Handling large amounts of references

Peter · May 11, 2022, 3:30pm

Hi,

When designing a simple product manager for our website, we would like organize our products in categories.

Both product and category are aggregate roots. Each category has a product references property with a list of product identities. Products are unaware of the categories they belong to. Categories can be deleted without having to update products.

However some categories can have a large amount of references (over 50k). The events in the domain are fine-grained, so every reference being added, changed or deleted results in an event.

Currently we use a snapshot strategy to prevent having to read all events when loading a category, but we are wondering if there are better strategies to manage (large amounts of) references.

Curious about your ideas!

Cheers,

Peter

steven.blair · May 11, 2022, 6:50pm

Peter,

We had a similar situtation, and wanted to avoid rehydrating a monster stream into an aggregate to enforce a rule.
What we ended up doing was building a stream per relationship.
So in your example, you could use the category and product combination to build a stream name and rehydrate from there.
If you have an event, it tells you the relationship is there (maybe you tell the user it already exists / error / silently handle). if the stream doesnt exist, you are free to create the relationship.
From the read model side, you can simple subscrive to “$et-RelationshipCreated” or even the category of the relationship.

Peter · May 11, 2022, 8:20pm

Hi Steven,

Thank you for sharing this solution!

How did you handle deletion for either entity of the relationship? Did you use the read model to determine the relationships for the entity being deleted?

Cheers,

Peter

steven.blair · May 12, 2022, 7:31am

Possibly both.

So take this example:

Product gets deleted and you want to remove all references in a category for this product.
Rather than scan through all the relationships, you rehydrate the Product, Category and the CategoryProduct stream.
Assuming CategoryProduct exists, you would then delete (so your domain remain valid)
You read model could then be used for displaying the Category / Products (but not enforcing business rules)

The take this a bit further, if the product is deleted, and you don’t know the Categories it belongs to, then in my head, you have two options:

Query to get a list and work through to remove the relationships
Simply mark the Product as deleted and any future updates will rehydrate this first and check its deleted, or your read model picks up on the product was deleted and simply doesn’t show this in Categories;

select * from CategoryRelationships where Product is not disabled

alexey.zimarev · May 12, 2022, 1:49pm

I think it should be the opposite. Products might belong to more than one category, so the list is always small. It can change. Categories are static. They are descriptive, but might not even have any business meaning.

A category might not even be an aggregate.

Peter · May 12, 2022, 4:03pm

Hi Alexey,

Thanks for the feedback.

In our use case the category requires to be an aggregate. Considering it as some sort of tag doesn’t work for us.

We’ve chosen to reference products from categories as products must be able to exist without any form of categorization. When deleting a category it requires only deletion of the category. When deleting a product it would require change of only the categories involved.

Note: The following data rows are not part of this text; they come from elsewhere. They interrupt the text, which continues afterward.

PR #725, opened 2021-03-10
Non-descriptive heading amends for accessibility (AA)

paulhowes-HMCTS:
https://tools.hmcts.net/jira/browse/EUI-3506

### Change description ###
Non-descriptive heading amends for accessibility (AA)

```
[ ] Yes
[x] No
```

### DIFF
--- a/src/shared/components/case-editor/case-edit-page/case-edit-page.html
+++ b/src/shared/components/case-editor/case-edit-page/case-edit-page.html
@@ -1,5 +1,10 @@
-<!-- Current Page && Event trigger name -->
-<h1 class="heading-h1"><span *ngIf="currentPage && currentPage.label">{{currentPage.label}}&nbsp;-&nbsp;</span>{{ eventTrigger.name}}</h1>
+<ng-container *ngIf="currentPage">
+  <h1 *ngIf="!currentPage.label" class="govuk-heading-l">{{eventTrigger.name}}</h1>
+  <ng-container *ngIf="currentPage.label">
+    <span class="govuk-caption-l">{{ eventTrigger.name}}</span>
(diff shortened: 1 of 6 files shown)


src/shared/components/case-editor/case-edit-page/case-edit-page.html
```diff
@@ -1,5 +1,10 @@
-<!-- Current Page && Event trigger name -->
-<h1 class="heading-h1"><span *ngIf="currentPage && currentPage.label">{{currentPage.label}}&nbsp;-&nbsp;</span>{{ eventTrigger.name}}</h1>
+<ng-container *ngIf="currentPage">
+  <h1 *ngIf="!currentPage.label" class="govuk-heading-l">{{eventTrigger.name}}</h1>
+  <ng-container *ngIf="currentPage.label">
+    <span class="govuk-caption-l">{{ eventTrigger.name}}</span>
```
paul-graham, line 4: These look to be in a different order to the original of `currentPage.label` followed by `eventTrigger.name` (and also separated by a hyphen). Is the change in order and lack of a hyphen intentional?

paul-graham (changes requested):
Just the one thing to highlight...

src/shared/components/case-editor/case-edit-page/case-edit-page.html
paulhowes-HMCTS: Yes - it's basically being split in two. If there is no label then the eventTrigger is the heading, and if there is a label the label becomes the heading and the eventTrigger becomes the gov-uk caption that sits above the heading.

paul-graham (approved):
Given the response to my question, I'm happy that everything here looks fine. 👍

phillip-whitaker (approved):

When referencing the categories from the product makes the list small. But what happens when a category is deleted? Then all products referencing the category should be changed, right?

Another way could be, as Steven suggested, to keep some sort of state in the read model and exclude entities based on this state. Of course the read model can also be “scavenged” to keep it clean.

Thanks again so far for your ideas guys!

Cheers,

Peter

alexey.zimarev · May 13, 2022, 7:00am

It’s a normal reference between aggregates, and, indeed, keeping the category ids in the Product aggregate would improve the design. Using the query side to find all the products for a given category (also for removing the category id after a category was removed) is something I would do in this case. You will need to fan out commands to each product that belongs to a deleted category, and doing it reliably is the hardest part. At the same time, this particular case is not that hard as the command to remove the category from a product is easy in terms of ensuring idempotence. If you send it twice nothing bad will happen.